Craig’s hands were still pinned behind his back but there was no time to try to free him. The buckling of the pipe had done nothing for the stability of the bunker and once again there was a gritty, shifting groan above them. It was no longer possible to run at the door. Kate didn’t believe Mike had enough sand to literally bury them all, but she did believe there was enough weight building up on the roof above to collapse the whole bunker. She could hear more twangs in the metal piping, which told her there was way too much movement. If the ceiling caved in they were going to be crushed to death.

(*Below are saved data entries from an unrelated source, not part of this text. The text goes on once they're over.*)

PR #11149, opened 2026-04-22
events: Decouple parent and child ingestion

Yopi:
This allows us to decouple the ingestion of a child event and its parent. By storing the pending parent id on events, we can at a later date resolve this relationship. We write the events to postgres always, but we wait with writing to Tinybird until we have resolved the relationship.

An orphan child will not show up anywhere, although we could have a list of orphan events in the dashboard. This is intentional as we want to avoid writing and updating data in Tinybird. Especially since we will need to update both the root_id, as well as the ancestor_chain. If you are ingesting a grand-grand child and then their parent, you will have to ingest two more events before you complete the chain and can truly know the events full ancestry.

### DIFF
--- a/server/polar/event/repository.py
+++ b/server/polar/event/repository.py
@@ -11,6 +11,7 @@ from sqlalchemy import (
     ColumnExpressionArgument,
     Numeric,
     Select,
+    String,
     UnaryExpression,
     and_,
     asc,
@@ -23,6 +24,7 @@ from sqlalchemy import (
     or_,
     select,
     text,
+    update,
 )
 from sqlalchemy.dialects.postgresql import aggregate_order_by, insert
 from sqlalchemy.orm import aliased, joinedload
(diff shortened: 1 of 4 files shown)


server/polar/event/service.py
```diff
@@ -923,126 +873,65 @@ async def ingest(
...
             raise PolarRequestValidationError(errors)
 
         repository = EventRepository.from_session(session)
-        with logfire.span("insert_batch", event_count=len(events)):
-            event_ids, duplicates_count = await repository.insert_batch(events)
+        event_ids, duplicates_count = await repository.insert_batch(events)
+
+        has_hierarchy = any(
+            event_dict.get("pending_parent_external_id") for event_dict in events
+        )
```
frankie567: Would it be a valuable optimization to only consider those events when executing the recursive query? Something like:

```py
event_ids_with_hierarchy = [event_id for event_id, event_dict in zip(event_ids, events) if event_dict.get("pending_parent_external_id")] # Assuming event_ids are in the same order as events, didn't check :p 

if event_ids_with_hierarchy:
    resolvable = await repository.find_resolvable_parents(event_ids_with_hierarchy)
    # ...
```

server/polar/event/repository.py
```diff
@@ -111,6 +89,141 @@ async def insert_batch(
 
         return inserted_ids, duplicates_count
 
+    async def find_resolvable_parents(
+        self, inserted_ids: Sequence[UUID]
+    ) -> Sequence[tuple[UUID, UUID, UUID]]:
```
frankie567, line 94: This is still very hard for me to understand that, but I'll trust you :D

frankie567 (approved):

server/polar/event/service.py
Yopi: I think if we narrow it then if you have an unresolved event from previously and you ingest the parent here (i.e. no parent_id) then it would not get resolved since it's not part of the query.

frankie567: I see, but isn't it the same issue with the `has_hierarchy` check?

Yopi: Ah, you're absolutely right. If you don't pass in any parent_id's then existing ones doesn't resolve 😄. Nice catch!

server/polar/event/repository.py
Yopi: I tried to simplify the query, and added the equivalent SQL to make it easier to follow (maybe?)

server/polar/event/service.py
frankie567: > Ah, you're absolutely right.

Jesper Sonnet 4.6 😂

server/polar/event/repository.py
frankie567: Definitely helps, thanks 🙏

server/polar/event/service.py
Yopi: Hahah, only sonnet 🥲

frankie567: Jesper Mythos 😘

‘Come on!’ she yelled. ‘We have to push together!’ She waved her phone torch towards the blocked door. ‘I can’t move it on my own — but all three of us might.’
Choking and gasping, Craig and Nikki waded across with her. There was another metallic yelp as another pipe buckled under the strain. Kate felt, rather than saw, one of the broken slabs of roof tip inwards.
‘NOW!’ she screamed. ‘We have to get out of here NOW!’
‘Shiiiiiiiit!’ cried Francis, as Barney shifted violently into third gear and drove them along the bumpy, rutted farm track, heading for a field which ran along the low cliff top.